Situasi di AS juga sangat menarik, 73% orang menganggap demokrasi itu penting, tetapi hanya 49% yang menganggap AS adalah negara demokratis. Defisit demokrasi adalah 24% (73% -49%).

Di Tiongkok sebanyak 84% orang Tiongkok menganggap demokrasi itu penting. Sementara itu, sebanyak 73% masyarakat percaya bahwa Tiongkok adalah negara demokrasi, dengan defisit demokrasi 11% (84% -73%). Jauh lebih rendah dari AS dan Jepang.

Selain itu masih ada pertanyaan besar "Apakah menurut Anda negara Anda adalah negara demokratis?" Di antara 53 negara dan kawasan yang disurvei, Tiongkok menempati peringkat ke-6 dan AS peringkat 38. 

Hanya 49% orang Amerika yang menganggap AS adalah negara demokratis dan Jepang peringkat No. 40, hanya 46% masyarakat yang percaya bahwa Jepang adalah negara demokrasi, negara dan kawasan terbawah, diikuti oleh Venezuela, Iran, Hongaria, dll.

Seperti yang disebutkan sebelumnya di majalah "Economist", Norwegia menempati urutan pertama dalam demokrasi, yang berarti bahwa Norwegia adalah negara paling demokratis di dunia dalam apa yang disebut oleh pakar di majalah ini.

Namun dalam survei Dalia Institute, hanya 71% orang Norwegia yang menganggap negaranya sebagai negara demokratis.

Dan di Tiongkok 73% orang menganggap Tiongkjok adalah negara demokratis, yang berarti orang Tiongkok menganggap Tiongkok adalah negara demokratis lebih tinggi daripada orang Norwegia yang berpikir bahwa negara mereka adalah negara demokratis. Rasio ini, jadi hasil jajak pendapat sangat berbeda dari apa yang dibayangkan elit Barat dan publik Tiongkok secara umum.
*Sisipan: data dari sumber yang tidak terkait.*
Issue #655, opened 2017-04-26
Additional Checks section:  make counts clickable to see all instances


edugomez:
Derived from now close https://github.com/OpenDataServices/cove/issues/549

stevieflow:
#360 looks specifically at the counts clickable

stevieflow:
(as in issue #360 , not the 360 in general!)

Bjwebb:
This is now on dev: http://master.cove-360-dev.default.threesixtygiving.uk0.bigv.io/

PR #813, opened 2017-08-14
Additional checks 360 'See all' modal

edugomez:
#655

### DIFF
--- a/cove_360/tests.py
+++ b/cove_360/tests.py
@@ -109,6 +109,7 @@ GRANTS = {
                 'title': 'Exceptional and Extraordinary: unruly bodies and minds '
                          'in the medical museum. '}]}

Jadi apa penyebab dari perbedaan di atas ini, para peneliti pikir penyebab ini ada beberapa alasan.

Pertama, karena jajak pendapat ini ditujukan kepada orang biasa, bukan kepada apa yang disebut ahli.
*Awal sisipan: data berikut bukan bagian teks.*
PR #820, opened 2017-08-22
Avoid 500 for non existing ruleset directory

edugomez:


edugomez:
@Bjwebb great, thanks!

edugomez:
@Bjwebb for some reason this is still failing

Issue #823, opened 2017-08-31
OCDS Validator: 500 error when validating bids extension


duncandewhurst:
Trying to validate a file with the bids extension declared in the extensions array results in a [500 error](http://standard.open-contracting.org/validator/data/87e6e6ac-1578-45ad-9ee2-96801cd829b7)

Originally noted on [this file](https://gist.github.com/duncandewhurst/459078c48b924c0f8df5d72b1206d28d) from OpenNWT.

Reproduced when trying to validate the following data (taken from the [extensions](http://standard.open-contracting.org/latest/en/extensions/#using-extensions) section of the docs)

```json
{
    "extensions":["https://raw.githubusercontent.com/open-contracting/ocds_bid_extension/v1.1/extension.json"],
    "releases":[]
}
```

edugomez:
The problem seems to be this 
```jsonref.JsonRefError: ("Unresolvable JSON pointer: '/definitions/RequirementResponse'", OrderedDict([('$ref', '#/definitions/RequirementResponse')]))```

The definition of ```RequirementResponse```is in [ocds_requirements_extension](https://github.com/open-contracting/ocds_requirements_extension).

So adding _"https://raw.githubusercontent.com/open-contracting/ocds_requirements_extension/master/extension.json"_ to the extension array fixes the problem.

edugomez:
BTW, good reminder that (atm) we deal badly with extension dependencies.

edugomez:
Relate to https://github.com/OpenDataServices/cove/issues/809

duncandewhurst:
thanks @edugomez - since this is a community extension I think it's fine to use `master`, the `ppp` release was created so we have fixed version for the ppp profile (to avoid breaking translations)

@dwasyl - see https://github.com/OpenDataServices/cove/issues/823#issuecomment-326273195 for the solution to the 500 error you are getting

edugomez:
Closing this one, but the issue of dealing more gracefully with missing JSON pointers for jsonref is still outstanding at https://github.com/OpenDataServices/cove/issues/809

edugomez:
FYI,  the problem is related to the discussion in this issue in OCDS extension registry https://github.com/open-contracting/extension_registry/issues/56, also in this one https://github.com/open-contracting/extension_registry/issues/47

Issue #809, opened 2017-08-08
Validating extension against 1.0 displays "Internal Server Error"


julijahansen:
When you try to validate a file with extensions in the validator tool against 1.0 it gives the following error instead of a warning message:
![image](https://user-images.githubusercontent.com/30236091/29070233-55f1f144-7c36-11e7-8d17-a050fd4d18e4.png)

Could we fix it so it gives e.g. a warning mesage instead of showing Internal Server Error?

When you try to vaidate the same file against 1.1 it does work:
![image](https://user-images.githubusercontent.com/30236091/29070264-78e06eec-7c36-11e7-8a28-4cc16de36c3b.png)

Validator results are [here](http://standard.open-contracting.org/validator/data/58538b01-5ef8-472a-8c79-8148992c3c40 )
And sample JSON file is attached.
[sample_ext.txt](https://github.com/OpenDataServices/cove/files/1207860/sample_ext.txt)

Bjwebb:
The underlying error is:
```
jsonref.JsonRefError: ("Unresolvable JSON pointer: '/definitions/OrganizationReference'", OrderedDict([('$ref', '#/definitions/OrganizationReference'), ('title', 'Related tenderer'), ('description', 'Where this requirement response relates to a tenderer and is provided by the buyer or procuring entity this field should be used to reference the entry in the parties section for the tenderer the response relates to.')]))
```
This is because the extension references `#/definitions/OrganizationReference` which exists in the 1.1 schema, but not the 1.0 schema. Other extensions that don't do this should work fine.

But yes, CoVE should handle this kind of failure more gracefully.

Bjwebb:
This should be fixed on dev: http://dev.cove.opendataservices.coop/validator/

PR #826, opened 2017-09-01
Handle jsonref exceptions when resolving refs in SchemaOCDS

edugomez:
https://github.com/OpenDataServices/cove/issues/809 and also (partially, as it is also a problem with extension dependencies) the cause of a 500 response in https://github.com/OpenDataServices/cove/issues/823

### DIFF
--- a/cove/lib/common.py
+++ b/cove/lib/common.py
@@ -93,8 +93,18 @@ class SchemaJsonMixin():
         return json.loads(self.release_pkg_schema_str)
 
     def deref_schema(self, schema_str):
-        return jsonref.loads(schema_str, loader=CustomJsonrefLoader(schema_url=self.schema_host),
-                             object_pairs_hook=OrderedDict)
+        try:
+            deref_obj = jsonref.loads(
+                schema_str,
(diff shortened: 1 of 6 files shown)


cove/lib/common.py
```diff
@@ -93,8 +93,15 @@ def _release_pkg_schema_obj(self):
         return json.loads(self.release_pkg_schema_str)
 
     def deref_schema(self, schema_str):
-        return jsonref.loads(schema_str, loader=CustomJsonrefLoader(schema_url=self.schema_host),
-                             object_pairs_hook=OrderedDict)
+        loader = CustomJsonrefLoader(schema_url=self.schema_host)
+        try:
+            deref_obj = jsonref.loads(schema_str, loader=loader, object_pairs_hook=OrderedDict)
+            # Force evaluation of jsonref.loads here
+            repr(deref_obj)
```
edugomez: I found quite difficult to force evaluation of the `deref_object` here, e.g `dict(jsonref.loads(schema_str ...) )` doesn't seem to work. I saw in the source code for JsonRef that it evaluates on representation, so this works, although I wonder how correct this approach is.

Kedua, pertanyaan yang diajukan dalam jajak pendapat ini lebih dekat dengan pemahaman Tiongkok tentang demokrasi, yaitu pemerintah harus melayani rakyat. Jajak pendapat ini mengajukan beberapa pertanyaan yang berbeda dari jajak pendapat sebelumnya.
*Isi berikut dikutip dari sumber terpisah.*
Issue #822, opened 2017-08-30
CoVE should explicitly report in prose the precise schema it is using for validation


jpmckinney:
From https://crm.open-contracting.org/issues/2427#note-33

The feedback from the validator (e.g. http://standard.open-contracting.org/validator/data/b71de36f-90b5-4e6e-a4bf-26e610f6244a) is unclear as to which schema it is validating against. There's a reference to 'schema version 1.0' (although it's actually 1.0.3), and if you click the link you can tell from the URL that it's validating against the release package schema, but this should be made clear in prose.

It also doesn't seem possible for me as a user to select which schema to validate against. As it happens, the data does validate against the release schema. It's unclear to me why the release package schema was selected, but at any rate it would have been more obvious what was going on if this selection were reported in prose instead of having to inspect a link's URL.

edugomez:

Misalnya, pertanyaannya adalah "Apakah menurut Anda pemerintah negara Anda hanya melayani kepentingan segelintir orang?" Di Amerika Serikat, 52% orang berpikir bahwa "pemerintah mereka hanya melayani kepentingan sebagian kecil dari mereka", sedangkan proporsi ini jutru hanya 13% di Tiongkok.

Dengan kata lain, sebagian besar orang Tiongkok percaya bahwa pemerintah Tiongkok adalah pemerintahan untuk kepentingan mayoritas, sedangkan mayoritas di AS percaya bahwa pemerintahan AS adalah untuk kepentingan minoritas.

Persoalan apakah pemerintah melayani mayoritas, tiga teratas adalah tiga negara Asia, Tiongkok, Vietnam dan Singapura.

Pertanyaan lainnya adalah "Apakah menurut Anda para pemimpin bisnis dan CEO di negara Anda hanya melayani kepentingan segelintir orang?"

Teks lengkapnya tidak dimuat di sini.